Besichtigungsrecht: Unzumutbare Personen müssen draußen bleiben!

Der Vermieter darf die Mietwohnung nicht durch Personen besichtigen lassen, die für den Mieter unzumutbar sind. Dies hat nun das LG Frankfurt in einem Urteil vom 21.02.2013 entschieden (Az.: 2/11 S 191/12).

Hintergrund des Rechtsstreits war die Beauftragung des geschiedenen Ehemanns der Mieterin durch den Vermieter für diesen die Wohnung zu besichtigen. Diese verweigerte ihrem Ex den Zutritt zur Wohnung. Mit Recht, wie nun die Kammer feststellte:

Nach allgemeiner Rechtsauffassung kann der Vermieter keine Besichtigung einer Mietwohnung durch solche Personen durchführen lassen, die für den Mieter auch unter angemessener Berücksichtigung der Interessen des Vermieters unzumutbar sind (vgl. AG Hamburg, WuM 1987, 379; Staudinger, BGB, Neubearbeitung 2011, § 535 Rn. 99; Schmidt-Futterer, Mietrecht, 10. Auflage, § 535 Rn. 184). Dies ist im Hinblick auf die Person des Klägers für die Beklagte anzunehmen. Bei dem Kläger handelt es sich unstreitig um den geschiedenen Ehemann der Beklagten. Ebenso unstreitig hat der Kläger alleine seit dem Jahr 2005 etwa zehn Rechtsstreite gegen die Beklagte geführt. Zudem hat er Rechtsstreite gegen den gemeinsamen Sohn, den Zeugen … geführt. Nach dem eigenen Vortrag des Klägers treten zwischen den Parteien überdies bei „jeder Möglichkeit“ Konflikte auf. Unter diesen Umständen ist es der Beklagten nicht zuzumuten, gerade der Person des Klägers Zutritt zu ihrem durch Art. 13 Abs. 1 GG geschützten Wohnbereich zu gewähren.

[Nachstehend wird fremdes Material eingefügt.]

PR #493, opened 2020-03-05
Refactor: Move StopTimeUpdate consumer into a new pipeline

arkadyan:
Asana ticket: [Refactor: Move StopTimeUpdate consumer into a new pipeline](https://app.asana.com/0/1148853526253426/1163344518291746)


lib/concentrate/pipeline.ex
```diff
@@ -0,0 +1,21 @@
...
+      },
+      id: source
+    )
+  end
+
+  @spec consumer(module(), term(), term()) :: Supervisor.child_spec()
+  def consumer(module, id, provider) do
+    Supervisor.child_spec(
+      {module, subscribe_to: [{provider, [max_demand: 1]}]},
+      id: id
```
paulswartz: You only need an ID if the `module` isn't unique: I think that's the case here?

lib/concentrate/pipeline/stop_time_updates_pipeline.ex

Nachdem auch nicht dargetan war, weshalb ausgerechnet der geschiedene Ex-Mann der Mieterin die Wohnung besichtigen sollte, wies das Gericht die auf Gewährung des Zutritts zum Zwecke der Besichtigung der Wohnung gerichtete Klage ab.

Fazit:

Steht dem Vermieter ein Besichtigungsrecht der Wohnung zu, darf er dieses grundsätzlich auch durch einen bevollmächtigten Vertreter ausüben lassen. Dies bietet sich etwa an, wenn der Vermieter in einer anderen, weit entfernten Stadt lebt und z.B. eine Mängelrüge durch die Mieterin überprüfen (lassen) möchte. Der Beauftragung eines Dritten sind jedoch Grenzen gesetzt, wie die Entscheidung des LG Frankfurt schön zeigt. Es kommt, wie so oft, immer auf den Einzelfall an.